• _Work item_
Report the number of lines in the material below that contain "capacity", without any other words.
________
PR #1318, opened 2023-04-01
Fix GCC v13 build [-Warray-bounds]

rousskov:
src/ipc/mem/FlexibleArray.h:34:52: error: array subscript -1 is
    below array bounds of 'int [1]' [-Werror=array-bounds]

We suspect this warning is a GCC v13 regression bug because the callers
marked as problematic by GCC (e.g., Rock::LoadingEntry::LoadingEntry) do
not use "array subscript -1", and the Ipc::StoreMapItems::at() operator
they use even asserts that the subscript is not negative. It might be
GCC bug 107699: https://gcc.gnu.org/bugzilla/show_bug.cgi?id=107699

This change replaces the fake one-item array hack with a properly
aligned byte (still used as the "start of the real array" marker).

Also removed some unused and problematic code (instead of polishing it).

### DIFF
--- a/src/ipc/mem/FlexibleArray.h
+++ b/src/ipc/mem/FlexibleArray.h
@@ -31,7 +31,6 @@ public:
     }
 
     Item &operator [](const int idx) { return *(raw() + idx); }
-    const Item &operator [](const int idx) const { return *(raw() + idx); }
 
     Item *raw() { return reinterpret_cast<Item*>(&raw_); }
 
--- a/src/ipc/mem/FlexibleArray.h
+++ b/src/ipc/mem/FlexibleArray.h
@@ -32,10 +32,10 @@ public:
 
     Item &operator [](const int idx) { return *(raw() + idx); }
 
-    Item *raw() { return reinterpret_cast<Item*>(&raw_); }
+    Item *raw() { return reinterpret_cast<Item*>(&start_); }
 
 private:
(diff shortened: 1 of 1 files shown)


src/ipc/mem/FlexibleArray.h
```diff
@@ -27,20 +27,15 @@ class FlexibleArray
 {
 public:
     explicit FlexibleArray(const int capacity) {
-        if (capacity > 1) // the first item is initialized automatically
-            new (raw()+1) Item[capacity-1];
+        new (raw()) Item[capacity];
     }
 
-    Item &operator [](const int idx) { return items[idx]; }
-    const Item &operator [](const int idx) const { return items[idx]; }
```
rousskov, line 35: This unused constant index operator cannot be implemented using existing non-constant raw(). Implementing it is possible, but a proper implementation should change existing raw() callers. I think it is best to just remove this unused operator for now. FlexibleArray (and its users) should be polished further, but this build-fixing PR is not about such polishing.

rousskov (commented):
Disclaimer: I have not tested this build fix with real traffic.

yadij (approved):
LGTM

yadij:
https://bugs.squid-cache.org/show_bug.cgi?id=5258

rousskov:
Please do not change titles of _merged_ PRs.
________
• _Answer box_
4